Exercise requirements:
For each line in the records that contains "sent", make a copy.

Records shown:
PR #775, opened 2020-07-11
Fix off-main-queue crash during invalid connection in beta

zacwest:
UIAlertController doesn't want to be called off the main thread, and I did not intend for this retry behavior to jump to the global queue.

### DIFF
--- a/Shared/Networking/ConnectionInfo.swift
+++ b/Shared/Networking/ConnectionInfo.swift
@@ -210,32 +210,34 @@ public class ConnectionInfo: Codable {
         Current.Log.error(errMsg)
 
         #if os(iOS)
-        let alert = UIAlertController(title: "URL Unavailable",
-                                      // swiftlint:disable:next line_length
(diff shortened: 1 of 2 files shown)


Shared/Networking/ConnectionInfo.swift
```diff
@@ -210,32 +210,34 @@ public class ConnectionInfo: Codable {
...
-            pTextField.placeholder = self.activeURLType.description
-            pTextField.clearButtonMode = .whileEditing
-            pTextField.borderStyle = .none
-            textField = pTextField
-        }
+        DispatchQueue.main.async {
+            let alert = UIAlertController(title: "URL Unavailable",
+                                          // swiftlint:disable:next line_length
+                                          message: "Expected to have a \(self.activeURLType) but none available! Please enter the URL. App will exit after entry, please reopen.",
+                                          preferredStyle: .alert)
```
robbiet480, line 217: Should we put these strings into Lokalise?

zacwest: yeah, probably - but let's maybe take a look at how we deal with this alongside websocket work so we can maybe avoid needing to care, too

---

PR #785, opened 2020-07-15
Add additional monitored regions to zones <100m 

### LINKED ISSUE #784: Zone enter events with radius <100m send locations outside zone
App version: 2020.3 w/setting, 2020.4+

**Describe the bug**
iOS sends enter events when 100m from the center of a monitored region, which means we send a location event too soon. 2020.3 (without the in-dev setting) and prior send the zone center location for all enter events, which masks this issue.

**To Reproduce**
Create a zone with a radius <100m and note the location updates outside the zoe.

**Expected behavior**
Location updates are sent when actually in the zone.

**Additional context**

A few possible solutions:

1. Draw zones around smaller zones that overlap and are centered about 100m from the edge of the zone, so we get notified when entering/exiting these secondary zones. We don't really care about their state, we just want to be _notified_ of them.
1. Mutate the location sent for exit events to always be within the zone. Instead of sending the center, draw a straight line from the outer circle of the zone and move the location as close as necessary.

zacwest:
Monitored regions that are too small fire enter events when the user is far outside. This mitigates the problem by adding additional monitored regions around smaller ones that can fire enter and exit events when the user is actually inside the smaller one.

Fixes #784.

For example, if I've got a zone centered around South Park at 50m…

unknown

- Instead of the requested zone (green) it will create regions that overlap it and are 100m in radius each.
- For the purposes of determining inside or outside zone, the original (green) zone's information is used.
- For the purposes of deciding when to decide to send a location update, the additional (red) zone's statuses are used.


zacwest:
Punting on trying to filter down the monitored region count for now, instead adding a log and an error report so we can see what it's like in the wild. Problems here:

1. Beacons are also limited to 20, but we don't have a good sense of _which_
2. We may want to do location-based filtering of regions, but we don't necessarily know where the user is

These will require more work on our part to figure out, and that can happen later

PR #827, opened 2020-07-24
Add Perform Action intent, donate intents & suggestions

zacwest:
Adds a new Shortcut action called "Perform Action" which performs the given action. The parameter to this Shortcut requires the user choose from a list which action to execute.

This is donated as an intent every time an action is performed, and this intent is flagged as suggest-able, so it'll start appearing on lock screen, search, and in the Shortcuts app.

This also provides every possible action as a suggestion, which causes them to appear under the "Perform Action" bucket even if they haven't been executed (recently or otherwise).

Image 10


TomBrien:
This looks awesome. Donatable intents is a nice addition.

Response below:
Location updates are sent when actually in the zone.
1. Mutate the location sent for exit events to always be within the zone. Instead of sending the center, draw a straight line from the outer circle of the zone and move the location as close as necessary.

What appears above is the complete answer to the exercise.